*** Opening of Data in this exercise ***

Issue #1644, opened 2020-10-13
v1.18.9 flanneld segfault on groovy


panlinux:
```
Oct 13 20:03:03 ubuntu microk8s.daemon-flanneld[2972]: PrevNode.Value: {"Network": "10.1.0.0/16", "Backend": {"Type": "vxlan"}}
Oct 13 20:03:03 ubuntu microk8s.daemon-flanneld[2978]: {"Network": "10.1.0.0/16", "Backend": {"Type": "vxlan"}}
Oct 13 20:03:03 ubuntu microk8s.daemon-flanneld[2912]: fatal error: unexpected signal during runtime execution
Oct 13 20:03:03 ubuntu microk8s.daemon-flanneld[2912]: [signal SIGSEGV: segmentation violation code=0x1 addr=0xe5 pc=0x7f27a28a10c4]
Oct 13 20:03:03 ubuntu microk8s.daemon-flanneld[2912]: runtime stack:
Oct 13 20:03:03 ubuntu microk8s.daemon-flanneld[2912]: runtime.throw(0x19a3a14, 0x2a)
Oct 13 20:03:03 ubuntu microk8s.daemon-flanneld[2912]: #011/usr/local/go/src/runtime/panic.go:616 +0x81
Oct 13 20:03:03 ubuntu microk8s.daemon-flanneld[2912]: runtime.sigpanic()
Oct 13 20:03:03 ubuntu microk8s.daemon-flanneld[2912]: #011/usr/local/go/src/runtime/signal_unix.go:372 +0x28e
Oct 13 20:03:03 ubuntu microk8s.daemon-flanneld[2912]: goroutine 1 [syscall, locked to thread]:
Oct 13 20:03:03 ubuntu microk8s.daemon-flanneld[2912]: runtime.cgocall(0x14432e0, 0xc420079c50, 0x19a184f)
Oct 13 20:03:03 ubuntu microk8s.daemon-flanneld[2912]: #011/usr/local/go/src/runtime/cgocall.go:128 +0x64 fp=0xc420079c08 sp=0xc420079bd0 pc=0x402304
Oct 13 20:03:03 ubuntu microk8s.daemon-flanneld[2912]: os/user._Cfunc_mygetpwuid_r(0x0, 0xc4200a6d20, 0x3002460, 0x400, 0xc4200b0030, 0x0)
[...]

Issue #892, opened 2020-01-04
microk8s.start fails without sudo


dannyyy:
I added my user to the microk8s group to avoid writing sudo all the time.
```
sudo usermod -a -G microk8s <username>
```

If i have to restart the microk8s cluster and do it without sudo, then the stopping part is working fine. But the starting part will not bring up flanned.

```
$ microk8s.start
Started.
Enabling pod scheduling
error: USAGE: uncordon NODE [flags]
See 'kubectl uncordon -h' for help and examples
```

```
$ microk8s.status
microk8s is not running. Use microk8s.inspect for a deeper inspection
```

```
$ microk8s.inspect
Inspecting services
  Service snap.microk8s.daemon-cluster-agent is running
 FAIL:  Service snap.microk8s.daemon-flanneld is not running
For more details look at: sudo journalctl -u snap.microk8s.daemon-flanneld
  Service snap.microk8s.daemon-containerd is running
  Service snap.microk8s.daemon-apiserver is running
  Service snap.microk8s.daemon-apiserver-kicker is running
  Service snap.microk8s.daemon-proxy is running
  Service snap.microk8s.daemon-kubelet is running
  Service snap.microk8s.daemon-scheduler is running
  Service snap.microk8s.daemon-controller-manager is running
  Service snap.microk8s.daemon-etcd is running
  Copy service arguments to the final report tarball
Inspecting AppArmor configuration
Gathering system information
  Copy processes list to the final report tarball
  Copy snap list to the final report tarball
  Copy VM name (or none) to the final report tarball
  Copy disk usage information to the final report tarball
  Copy memory usage information to the final report tarball
  Copy server uptime to the final report tarball
  Copy current linux distribution to the final report tarball
  Copy openSSL information to the final report tarball
  Copy network configuration to the final report tarball
Inspecting kubernetes cluster
  Inspect kubernetes cluster

Building the report tarball
  Report tarball is at /var/snap/microk8s/1107/inspection-report-20200104_113942.tar.gz
```

```
$ sudo journalctl -u snap.microk8s.daemon-flanneld
-- Logs begin at Fri 2020-01-03 13:36:06 UTC, end at Sat 2020-01-04 11:39:52 UTC. --
Jan 03 13:38:36 df-k8s-mikro systemd[1]: Started Service for snap application microk8s.daemon-flanneld.
[...]

PR #1713, opened 2020-11-05
Get flannel to use libc from core

ktsakalozos:
Fixes: https://github.com/ubuntu/microk8s/issues/1644 https://github.com/ubuntu/microk8s/issues/892 for 1.19


joedborg (approved):
LGTM :+1:

Issue #1741, opened 2020-11-16
"microk8s help" command not working on MacOS


Credentive-Sec:
Attempting to run "microk8s help" from the command line on the MacOS version. I receive the following error:

```
> microk8s help              
sudo: microk8s.help: command not found
An error occurred when trying to execute 'sudo microk8s.help' with 'multipass': returned exit code 1.
```

After executing "multipass shell microk8s-vm", I have identified the issue. There is no "microk8s.help" command in the vm. Executing "microk8s help" at the command line of the vm returns the expected result.

Either the microk8s.help command should be added or the command "microk8s help" should be passed as is to the vm.

joedborg:
Hi @Credentive-Sec, thanks for raising the issue. 

I believe microk8s hasn't installed inside the VM correctly.  Could you shell back into the VM and run the following command:

```
sudo snap install microk8s --classic
```

And let me know what happens?

Thanks,
Joe

Credentive-Sec:
ubuntu@microk8s-vm:~$ sudo snap install microk8s --classic
snap "microk8s" is already installed, see 'snap help refresh'

Credentive-Sec:
I want to be careful to follow your instructions to the letter rather than making assumptions - but should I uninstall and reinstall the snap?

joedborg:
@Credentive-Sec ah, I've just realised it's because we don't actually have a dedicated help section, which is why this isn't working.  Instead, you should run
```
microk8s --help
```
I agree this should be handled better though, so I'll have a think about how that could be.

Credentive-Sec:
microk8s --help works for now. Thanks for your help!

PR #1742, opened 2020-11-16
Add help subcommand for wrappers

joedborg:
This helps with the MacOS and Windows installers:https://github.com/ubuntu/microk8s/issues/1741

### DIFF
--- a/snap/snapcraft.yaml
+++ b/snap/snapcraft.yaml
@@ -18,6 +18,8 @@ base: core
 apps:
   microk8s:
     command: microk8s.wrapper
+  help:
+    command: microk8s.wrapper --help
   daemon-etcd:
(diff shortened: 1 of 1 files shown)


snap/snapcraft.yaml
```diff
@@ -18,6 +18,8 @@ base: core
 apps:
   microk8s:
     command: microk8s.wrapper
+  help:
```
ktsakalozos, line 21: This does not look right. If we add the help command, there should be a wrapper for `microk8s help` and the `microk8s.wrapper` should be calling this wrapper.

ktsakalozos: Also if we are to add the help command we should work e bit on the presentation. What do you thing?

Issue #1752, opened 2020-11-19
Echo text refers to dqlite in 002-switch-to-flannel-etcd upgrade-scripts


mercimat:
At the beginning of the following scripts, the "echo" command mentions "dqlite upgrade" while the scripts are about switching to flannel-etcd. See:
https://github.com/ubuntu/microk8s/blob/master/upgrade-scripts/002-switch-to-flannel-etcd/commit-master.sh#L4
https://github.com/ubuntu/microk8s/blob/master/upgrade-scripts/002-switch-to-flannel-etcd/rollback-master.sh#L4

This seems to be a copy/paste from similar scripts in upgrade-scripts/001-switch-to-dqlite.

I also noticed a small typo here that could be fixed at the same time:
https://github.com/ubuntu/microk8s/blob/master/upgrade-scripts/002-switch-to-flannel-etcd/rollback-master.sh#L44

I created a PR with a suggestion of fix. Please let me know in case you think there are further changes to be made.

ktsakalozos:
Thank you for the fixes @mercimat.

PR #1753, opened 2020-11-19
update echo text in flannel-etcd upgrade scripts

mercimat:
At the beginning of these scripts, the "echo" command mentions "dqlite upgrade" while they are about switching to flannel-etcd.
This seems to be a copy/paste from similar scripts in upgrade-scripts/001-switch-to-dqlite.
I also noticed a small typo at the end of `rollback-master.sh` that I fixed at the same time.

See https://github.com/ubuntu/microk8s/issues/1752

I used `flannel-etcd` instead of dqlite to update the text, in an attempt to keep it consistent with the other files. But please let me know in case there are better descriptions that would apply here.

### DIFF
--- a/upgrade-scripts/002-switch-to-flannel-etcd/commit-master.sh
+++ b/upgrade-scripts/002-switch-to-flannel-etcd/commit-master.sh
@@ -1,7 +1,7 @@
 #!/bin/bash
 set -ex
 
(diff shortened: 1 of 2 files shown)


ktsakalozos (approved):
Thank you for spotting those errors @mercimat

PR #1776, opened 2020-11-26
Fix pytest dependency for xenial testing

chris-sanders:
The reason pytest isn't running on xenial is because importlib-metadata doesn't support python 3.5 on pypy any longer. I've pinned the version here which fixes the issue. It's worth considering using apt packages rather than pypy when available for this very reason. I didn't make that change here, just fixed the existing setup.


ktsakalozos (approved):
LGTM +1 thank you @chris-sanders

PR #1779, opened 2020-11-28
[Fix] Enable linkerd cli on arm architecture

balchua:
This is a bug fix to allow linkerd cli on arm architectures.
Linkerd on arm is looking good.  I have also enabled the test on arm.


ktsakalozos (approved):
LGTM +1 thank you @balchua

PR #1782, opened 2020-12-01
Switch microk8s enable/disable wrappers to Python script 

knkski:
Followup to #1467, handles some scenarios better and adds tests for them in CI


tests/test_addon_args.py
```diff
@@ -0,0 +1,28 @@
...
+import pytest
+import yaml
+
+
+def test_invalid_addon():
+    with pytest.raises(sh.ErrorReturnCode_1):
+        sh.microk8s.enable.foo()
+
+
+def test_help_text():
```
ktsakalozos, line 13: Please add this in the test_addons suite so we run the test eitherway.

scripts/wrappers/disable.py
```diff
@@ -0,0 +1,43 @@
...
+    """Disables one or more MicroK8s addons.
+
+    For a list of available addons, run `microk8s status`.
+
+    To see help for individual addons, run:
+
+        microk8s disable ADDON -- --help
+    """
+
+    if print_help(addons):
```
ktsakalozos, line 28: Every time we disable an addon we try to print its help?

scripts/wrappers/enable.py
```diff
@@ -1,20 +1,43 @@
...
+        microk8s enable ADDON -- --help
+    """
+
+    if print_help(addons):
+        return
+
+    is_cluster_locked()
+    exit_if_no_permission()
+    ensure_started()
+    wait_for_ready()
```
ktsakalozos, line 34: The behavior we had until now is to wait for 30 seconds not wait forever. This is because it is better to say, "tried to enable the addon and failed" than to hang.

scripts/wrappers/disable.py
```diff
@@ -0,0 +1,43 @@
...
+        return
+
+    is_cluster_locked()
+    exit_if_no_permission()
+    ensure_started()
+    wait_for_ready()
```
ktsakalozos, line 34: Please wait for 30 seconds.

scripts/wrappers/common/utils.py
```diff
@@ -211,3 +224,66 @@ def set_service_expected_to_start(service, start=True):
...
+
+    # Backwards compatibility with enabling multiple addons at once, e.g.
+    # `microk8s.enable foo bar:"baz"`
+    if all(a.split(':')[0] in existing_addons for a in addons) and len(addons) > 1:
+        for addon in addons:
+            if addon in xabled_addons and addon != 'kubeflow':
+                click.echo("Addon %s is already %sd." % (addon, action))
+            else:
+                addon, *args = addon.split(':')
+                wait_for_ready()
```
ktsakalozos, line 254: Please keep the old behavior and wait for 30 seconds.

scripts/wrappers/disable.py
knkski: Updated the function name to clarify its purpose, and added a docstring. The function will check to see if a `--help` or `-h` flag was passed in for an addon. If the addon doesn't handle the flag itself, it will print a generic help message and return `True`, meaning that the addon had its help text printed, and should not actually be enabled/disabled. This means that we can migrate the addons as necessary over to handling a `--help` flag.

tests/test_addon_args.py
knkski: I moved it over to `test-addons.py`, but am marking it as `addon_args` so that we can run it separately. I think we'd want to run these tests against a blank-slate MicroK8s install, otherwise addons may be in unusual states that will break these tests.

ktsakalozos:
This PR is failing because libco was remove from the canonical repo. This problem is addressed in another PR. Merging.

PR #1797, opened 2020-12-08
Limit scope of containerd part

knkski:
Otherwise, it pulls in a version of files such as `enable.kubeflow.sh` that conflicts with what is sitting in the git repo.

For example:

```
Failed to stage: Parts 'containerd' and 'microk8s' have the following files, but with different contents:
    microk8s-resources/actions/enable.kubeflow.sh

Snapcraft offers some capabilities to solve this by use of the following keywords:
    - `filesets`
    - `stage`
    - `snap`
    - `organize`

To learn more about these part keywords, run `snapcraft help plugins`.
```

### DIFF
--- a/snap/snapcraft.yaml
+++ b/snap/snapcraft.yaml
@@ -317,15 +317,14 @@ parts:
   containerd:
     build-snaps: [go]
     after: [iptables]
-    source: .
-    source-type: git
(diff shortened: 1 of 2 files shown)


ktsakalozos (approved):
LGTM +1

PR #1800, opened 2020-12-09
Fix Kubeflow hostname handling

knkski:
Ambassador is no longer used in the bundle


ktsakalozos (approved):
LGTM +1 thank you @knkski

PR #1820, opened 2020-12-14
Fix brew cask deprecation warning

kylemclaren:
During initial install on macOS, if 'multipass' is not installed:

```
➜  ~ microk8s install
Support for 'multipass' needs to be set up. Would you like to do that it now? [y/N]: y
Updating Homebrew...
Warning: Calling brew cask install is deprecated! Use brew install [--cask] instead.
```


joedborg (approved):

joedborg:
Thanks Kyle!

PR #1824, opened 2020-12-15
Reverting Kubeflow bundle to older version

knkski:
Until Juju bug #1907860 is fixed, which prevents usage of Istio


ktsakalozos (approved):
LGTM +1 Sorry for the late review, just came back.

*** Close of Data in this exercise ***

▸ **Directions**
In the records above, find each line with the string "chris" and list it.

▸ **Expected answer**
chris-sanders:
LGTM +1 thank you @chris-sanders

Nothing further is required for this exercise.